また、「是年也、太歲壬申。」 の記載があります事は注目されます。 ヲシテ文献の記述での「アスス」がこの「是年也、太歲」の漢訳文に景行天皇紀までの『日本書紀』にあったからです。つまり、ヲシテ文献風の記述が為されていたのを、後世になって漢字訳文に翻訳したことが伺われるのですね。「アスス」の暦のおこなわれていたことがあったかも? これが「太歳」の言葉でして、実に、天武紀まで記載があります。

     14代 仲哀天皇

  九年春二月癸卯朔丁未、天皇忽有痛身、而明日崩。時年五十二。
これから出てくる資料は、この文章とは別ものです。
PR #303, opened 2022-02-23
[FLINK-26340][statefun-golang-sdk] Add ability in Golang SDK to create new statefun.Context from existing one, but with a new underlying context.Context

galenwarren:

即知、不用神言而早崩。一云、天皇親伐熊襲、中賊矢而崩也。

 仲哀天皇の崩御の事情につきましては、神功皇后の即位前紀に不思議な記事があります。

     15代摂政 神功皇后

  九年春二月、足仲彦天皇崩於筑紫橿日宮。時皇后傷天皇不從神教而早崩、以爲、知所崇之神、欲求財寶國。是以、命群臣及百寮、以解罪改過、更造齋宮於小山田邑。

 三月壬申朔、皇后選吉日、入齋宮、親爲神主。則命武內宿禰令撫琴。喚中臣烏賊津使主、爲審神者。因以千繒高繒、置琴頭尾、而請曰、先日教天皇者誰神也。願欲知其名。逮于七日七夜、乃答曰、神風伊勢國之百傳度逢縣之拆鈴五十鈴宮所居神、名撞賢木嚴之御魂天疎向津媛命焉。
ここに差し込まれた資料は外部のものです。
PR #304, opened 2022-02-25
[FLINK-26375][statefun-golang-sdk] Fix Statefun Golang SDK to return nil from Context.Caller when there is no caller

galenwarren:
When a stateful function is invoked from an ingress – i.e. when there is no upstream function caller – Context.Caller() should return nil. Currently, it returns a pointer to a zero-value Address. This PR fixes that.

Changes:
* Change `invoke` method in `handler.go` to only populate statefunContext.caller when a caller is present in the invocation
* Add unit tests

### DIFF
--- a/statefun-sdk-go/v3/pkg/statefun/handler.go
+++ b/statefun-sdk-go/v3/pkg/statefun/handler.go
@@ -225,11 +225,10 @@ func (h *handler) invoke(ctx context.Context, toFunction *protocol.ToFunction) (
 			var cancel context.CancelFunc
 			sContext.Context, cancel = context.WithCancel(ctx)
 
-			var caller Address
 			if invocation.Caller != nil {
-				caller = addressFromInternal(invocation.Caller)
+				caller := addressFromInternal(invocation.Caller)
+				sContext.caller = &caller
 			}
-			sContext.caller = &caller
 			msg := Message{
 				target:     batch.Target,
 				typedValue: invocation.Argument,
--- a/statefun-sdk-go/v3/pkg/statefun/handler_test.go
+++ b/statefun-sdk-go/v3/pkg/statefun/handler_test.go
@@ -1,0 +1,89 @@
+package statefun
+
+import (
+	"context"
+	"testing"
+
+	"github.com/apache/flink-statefun/statefun-sdk-go/v3/pkg/statefun/internal/protocol"
+	"github.com/stretchr/testify/assert"
+	"google.golang.org/protobuf/proto"
+)
+
+// helper to create a protocol Address from an Address
+func toProtocolAddress(address *Address) *protocol.Address {
+	if address != nil {
+		return &protocol.Address{
+			Namespace: address.FunctionType.GetNamespace(),
+			Type:      address.FunctionType.GetType(),
+			Id:        address.Id,
+		}
+	} else {
+		return nil
+	}
+}
+
+// helper to create a handler and invoke the function
+func invokeStatefulFunction(ctx context.Context, target *Address, caller *Address, argument *protocol.TypedValue, statefulFunction StatefulFunction) error {
+
+	builder := StatefulFunctionsBuilder()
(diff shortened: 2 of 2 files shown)


statefun-sdk-go/v3/pkg/statefun/handler.go
```diff
@@ -225,11 +225,10 @@ func (h *handler) invoke(ctx context.Context, toFunction *protocol.ToFunction) (
 			var cancel context.CancelFunc
 			sContext.Context, cancel = context.WithCancel(ctx)
 
-			var caller Address
 			if invocation.Caller != nil {
```
igalshilman, line 228: Can you please double check that this condition is enough? 
as far as I know in Protobuf there are never nil fields, a missing field would always be deserialized to an empty default value.
You can check the JavaSDk where we consider an empty Address to be missing.

igalshilman: Perhaps in the Protobuf Go it is somehow done differently, I don't know.

galenwarren: If I'm thinking about it right, I think the new unit tests demonstrate this is working, i.e. they:
* Create an instance of `protocol.ToFunction`, which contains (among other things) the invocations and associated callers (with the caller populated in one test and not populated in another test)
* Serialize that `protocol.ToFunction` to a `[]byte` using `proto.Marshal`
* Call `handler.Invoke` passing the serialized `protocol.ToFunction`, which internally deserializes the `protocol.ToFunction` using `proto.Unmarshal` before continuing to process it
* Validates that the resulting `statefunContext.caller` (via Context.Caller) is nil or a not-nil value, according to whether a caller was supplied in the original `protocol.ToFunction`

So, if a nil caller in the `protocol.ToFunction` were getting deserialized to a non-nil value via `proto.Unmarshal`, that would cause the `TestStatefunHandler_WithNoCaller_ContextCallerIsNil` unit test to fail.

Separately, I do a reasonable amount of work with Golang and protobuf, and while it's true that, in protobuf 3, primitive fields in messages are not deserialized to nil, embedded *message* fields can be deserialized to nil, as can repeated values where there are no values. The general rule for protobuf in Golang, as I understand it, is that fields not specified in a protobuf message are deserialized to the appropriate zero value in the generated Golang structs; since nested protobuf messages are generated as *pointers* to structs, the zero value used in those cases is nil.

There's some discussion of this [here](https://github.com/golang/protobuf/issues/15); in particular, note:

> When the .proto file specifies syntax="proto3", there are some differences:  Non-repeated fields of non-message type are values instead of pointers.

igalshilman: The test indeed demonstrates that it works, I was a bit surprised initially because with `Protobuf` 3 it should be impossible to differentiate between a missing field or a field that is set to default values (even an embedded one).
But your explanation, with a pointer being defaulted to `nil` makes sense! 👍
So let's go with that :-) !

igalshilman (approved):
Thanks @galenwarren!
The changes looks good to me, thanks for spotting and fixing this issue!

statefun-sdk-go/v3/pkg/statefun/handler.go
galenwarren: Thanks! I appreciate your taking the time to do the review.

Fwiw, I think you'll also see methods in Java-generated protobuf code that would allow you to determine if fields are set, but only for fields that correspond to messages. For example, here's one from my project:

```
    /**
     * <code>.google.protobuf.Timestamp updated_at = 3;</code>
     * @return Whether the updatedAt field is set.
     */
    @java.lang.Override
    public boolean hasUpdatedAt() {
      return updatedAt_ != null;
    }
```

... which is generated for a message declared as follows:

```
message SomeMessage {
  google.protobuf.Timestamp updated_at = 3;
}
```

「神の教えに従わずして」とは? どう言う事か? です。それは、「財宝の国」つまり、新羅への遠征についての事のようです。ムカツヒメの教えであるというのです。まさに、神憑りに染まってきている時代と言えますね。 しかして、神功皇后は新羅遠征に渡海なさいますのでした。

     15代摂政 神功皇后

  冬十月己亥朔辛丑、從和珥津發之。時飛廉起風、陽侯舉浪、海中大魚、悉浮扶船。則大風順吹、帆舶隨波。不勞㯭楫、便到新羅。時隨船潮浪、遠逮國中。卽知、天神地祇悉助歟。新羅王、於是、戰々慄々厝身無所。

神功皇后の対新羅戦争は、朝貢させることを約束させて、一応の成果はあったと、記録されています。